Senegal
Official Name: Republic of Senegal
Capital: Dakar
Independence Day: 20 June 1960
Currency: CFA franc (XOF)
Indicators
Regulatory Framework
The Department of Pharmacy and Laboratories (DPL) is the regulatory authority that oversees medicine regulation in Senegal. It performs the following regulatory functions: marketing authorization, inspection, licensing, import control, pharmacovigilance, market and quality control, and clinical trials.
Market Authorization/Registration
An applicant can apply for a new marketing authorization, marketing authorization renewal or a marketing authorization for a variation of an already registered product. The Division of Pharmacy and Medicine then examines the application and sends the relevant files to the laboratories for testing. Thereafter, the product files are sent to a committee of experts who generate an evaluation report. The National Medicine Commission express their opinions on all market authorization requests received, which are consolidated into a report. This report is then sent to the Minister of Health for endorsement.
Inspection
The Pharmacy Inspection Office is responsible for inspections in Senegal. Inspection is required by law and it is a pre-requisite for public and private establishments to receive licensing. The Inspection Office is charged with the inspection of pharmacies, hospital pharmacies, public and private establishments manufacturing, distributing or wholesaling pharmaceutical products, medicine for medical analyzes, drug stores and, in general, all the places where medicines and poisonous substances are prepared, kept, sold or distributed; to oversee the application of laws and regulations in the field of pharmacy and medicine and to deal with related disputes and to organize and participate in the fight against the illicit market in medicines and the illegal practice of pharmacy.
Licensing
There are legal provisions that require importers, wholesalers, distributors, pharmacists and local manufacturers to be licensed. There is also legislation that requires both domestic and international manufacturers to comply with GMP guidelines, and wholesalers and distributors to comply with Good Distribution Practices.
Import Control
Legal provisions exist requiring authorization to import medicines into the country. However, there are no legal provisions that authorize the sampling of imported medication for testing. The imported medicines are also not required to be inspected at the ports of entry.

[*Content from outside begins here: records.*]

PR #563, opened 2021-07-27
Bump proto

### LINKED ISSUE #558: Bump proto definitions to version 1
The Cosmos SDK [is struggeling](https://github.com/cosmos/cosmos-sdk/issues/9446) with protobuf version changes to the degree that it becomes clear releasing Stargate with "v1beta1" [was a mistake](https://github.com/cosmos/cosmos-sdk/issues/9445). The plan is not to use the simple linear versioning with "v1" from 0.44 on (https://github.com/cosmos/cosmos-sdk/issues/9446#issuecomment-857828835).

We can avoid repeating this mistake and start the version counting now with v1.

Proposed changes in v1:

- [x] `MsgMigrateContract.migrateMsg` -> `.msg` (analogue to MsgExecuteContract)
- [x] `MsgInstantiateContract.initMsg` -> `.msg` (analogue to MsgExecuteContract)

ethanfrey:
Closes #558

- [x] Rename fields in proto
- [x] Rename fields in CLI / REST
- [x] All tests pass
- [x] Bump version to v1


proto/cosmwasm/wasm/v1/proposal.proto
```diff
@@ -65,8 +65,8 @@ message MigrateContractProposal {
   string contract = 4;
   // CodeID references the new WASM code
   uint64 code_id = 5 [ (gogoproto.customname) = "CodeID" ];
-  // MigrateMsg json encoded message to be passed to the contract on migration
-  bytes migrate_msg = 6;
+  // Msg json encoded message to be passed to the contract on migration
+  bytes msg = 6;
```
webmaster128, line 69: Nice changes. I was wondering: why is there no ExecuteContractProposal? Would this be useful?

x/wasm/client/proposal_handler_test.go
```diff
@@ -158,7 +158,7 @@ func TestGovRestHandlers(t *testing.T) {
 				"admin":       "cosmos100dejzacpanrldpjjwksjm62shqhyss44jf5xz",
 				"code_id":     "1",
 				"label":       "https://example.com/",
-				"init_msg":    "my/builder:tag",
+				"msg":         "my/builder:tag",
```
webmaster128, line 161: This is a strange and confusing value for a message

x/wasm/types/proposal.go
```diff
@@ -201,9 +201,9 @@ func (p InstantiateContractProposal) String() string {
   Admin:       %s
   Code id:     %d
   Label:       %s
-  InitMsg:     %q
+  Msg:     %q
```
webmaster128, line 204:
```suggestion
  Msg:         %q
```

x/wasm/types/proposal.go
```diff
@@ -269,8 +269,8 @@ func (p MigrateContractProposal) String() string {
   Contract:    %s
   Code id:     %d
   Run as:      %s
-  MigrateMsg   %q
-`, p.Title, p.Description, p.Contract, p.CodeID, p.RunAs, p.MigrateMsg)
+  Msg   %q
```
webmaster128, line 272:
```suggestion
  Msg          %q
```

x/wasm/types/proposal_test.go
```diff
@@ -474,7 +474,7 @@ func TestProposalStrings(t *testing.T) {
   Admin:       cosmos1qyqszqgpqyqszqgpqyqszqgpqyqszqgpjnp7du
   Code id:     1
   Label:       testing
-  InitMsg:     "{\"verifier\":\"cosmos1qyqszqgpqyqszqgpqyqszqgpqyqszqgpjnp7du\",\"beneficiary\":\"cosmos1qyqszqgpqyqszqgpqyqszqgpqyqszqgpjnp7du\"}"
+  Msg:     "{\"verifier\":\"cosmos1qyqszqgpqyqszqgpqyqszqgpqyqszqgpjnp7du\",\"beneficiary\":\"cosmos1qyqszqgpqyqszqgpqyqszqgpqyqszqgpjnp7du\"}"
```
webmaster128, line 477:
```suggestion
  Msg:         "{\"verifier\":\"cosmos1qyqszqgpqyqszqgpqyqszqgpqyqszqgpjnp7du\",\"beneficiary\":\"cosmos1qyqszqgpqyqszqgpqyqszqgpqyqszqgpjnp7du\"}"
```

x/wasm/types/proposal_test.go
```diff
@@ -487,7 +487,7 @@ func TestProposalStrings(t *testing.T) {
...
```
webmaster128, line 490:
```suggestion
  Msg:         "{\"verifier\":\"cosmos1qyqszqgpqyqszqgpqyqszqgpqyqszqgpjnp7du\",\"beneficiary\":\"cosmos1qyqszqgpqyqszqgpqyqszqgpqyqszqgpjnp7du\"}"
```

x/wasm/types/proposal_test.go
```diff
@@ -500,7 +500,7 @@ func TestProposalStrings(t *testing.T) {
   Admin:       
   Code id:     1
   Label:       testing
-  InitMsg:     "{\"verifier\":\"cosmos1qyqszqgpqyqszqgpqyqszqgpqyqszqgpjnp7du\",\"beneficiary\":\"cosmos1qyqszqgpqyqszqgpqyqszqgpqyqszqgpjnp7du\"}"
+  Msg:     "{\"verifier\":\"cosmos1qyqszqgpqyqszqgpqyqszqgpqyqszqgpjnp7du\",\"beneficiary\":\"cosmos1qyqszqgpqyqszqgpqyqszqgpqyqszqgpjnp7du\"}"
```
webmaster128, line 503:
```suggestion
  Msg:         "{\"verifier\":\"cosmos1qyqszqgpqyqszqgpqyqszqgpqyqszqgpjnp7du\",\"beneficiary\":\"cosmos1qyqszqgpqyqszqgpqyqszqgpqyqszqgpjnp7du\"}"
```

x/wasm/types/proposal_test.go
```diff
@@ -512,7 +512,7 @@ func TestProposalStrings(t *testing.T) {
   Contract:    cosmos18vd8fpwxzck93qlwghaj6arh4p7c5n89uzcee5
   Code id:     1
   Run as:      cosmos1qyqszqgpqyqszqgpqyqszqgpqyqszqgpjnp7du
-  MigrateMsg   "{\"verifier\":\"cosmos1qyqszqgpqyqszqgpqyqszqgpqyqszqgpjnp7du\"}"
+  Msg   "{\"verifier\":\"cosmos1qyqszqgpqyqszqgpqyqszqgpqyqszqgpjnp7du\"}"
```
webmaster128, line 515:
```suggestion
  Msg          "{\"verifier\":\"cosmos1qyqszqgpqyqszqgpqyqszqgpqyqszqgpjnp7du\"}"
```

x/wasm/types/wasmer_engine.go
```diff
@@ -82,7 +82,7 @@ type WasmerEngine interface {
 	// replace it. This allows it to run a migration step if needed, or return an error if unable to migrate
 	// the given data.
 	//
-	// MigrateMsg has some data on how to perform the migration.
+	// Msg has some data on how to perform the migration.
```
webmaster128, line 85: This propably refers to the argument `migrateMsg` which is not renamed. Let's use the variable name here in text, no matter which one we use.

webmaster128 (commented):
🐎

proto/cosmwasm/wasm/v1/proposal.proto
ethanfrey: Hmmm.. what would it do?

Migrate will override any other auth.

InstantiateProposal is useful if we want to instantiate a code ID which is governance restricted (you can set it so only governance can create new contracts, to avoid eg. everyone making cw20 tokens on a non-DeFi chain)

What would the Execute Proposal do?

All I can think of is to execute a message as an arbitrary account. Which is as powerful as "allow governance to forge a message from arbitrary user". You can make an issue to describe this idea if you think it would be useful and let's wait for Alex to discuss it.

x/wasm/client/proposal_handler_test.go
ethanfrey: You are right. I should set this to something different than a builder.

x/wasm/types/wasmer_engine.go
ethanfrey: Over aggressive renaming.

Should I rename the variables in this interface as well? I guess it has nothing to do with proto and is non API-breaking, so we can do it later.

webmaster128: I don't mind. I don't even understand why this file exist and those signatures are not imported from wasmvm.

webmaster128 (approved):

x/wasm/types/wasmer_engine.go
ethanfrey: This is an interface that matches wasmvm (the implementation), but allows him to swap out the vm with a mock that let's us test mock contracts in Go. This makes for much simpler unit testing of the higher level logic (eg. go contract that returns such and such events in reply, then see how the are assembled through the keeper)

Market and Quality Control
There is a laboratory, which is a part of the NMRA, where medicine samples are tested. The National Laboratory collaborates with the collaborate with the WHO preselection program. Medicines samples are tested for the following reasons:
• For quality monitoring in the public sector (routine sampling in pharmacy stores and health facilities)
• For quality monitoring in private sector (routine sampling in retail outlets)
• When there are complaints or problem reports
• For product registration
• For public procurement prequalification
• For public program products prior to acceptance and/or distribution
• For quality monitoring in the public sector (routine sampling in pharmacy stores and health facilities)
• For quality monitoring in private sector (routine sampling in retail outlets)
• When there are complaints or problem reports
• For product registration
• For public procurement prequalification
• For public program products prior to acceptance and/or distribution
Pharmacovigilance
The National Pharmacovigilance System (SNPV) of Senegal was set up in 1998 by ministerial decree. This system is coordinated by the Directorate of Pharmacy and Medicines. A National Pharmacovigilance Guide can be found on the Division of Pharmacy and Medication website. The document articulates, among other things, general information on pharmacovigilance, the roles and responsibilities of various actors in pharmacovigilance and the pharmacovigilance investigation and monitoring procedure.
Clinical Trials
There is no legislation that requires the regulatory authority to authorize clinical trials. Nevertheless, performing clinical trials requires the approval of a committee of ethics / a review board institutional.
Information Management System
The Division of Pharmacy and Medicine has a website where applicants can download application forms, access guidelines, and get general information about medicines. The DPL answered in the WHO Pharmaceutical Sector Questionnaire that it has an IMS that supports its regulatory processes, however, further information on this system is not given.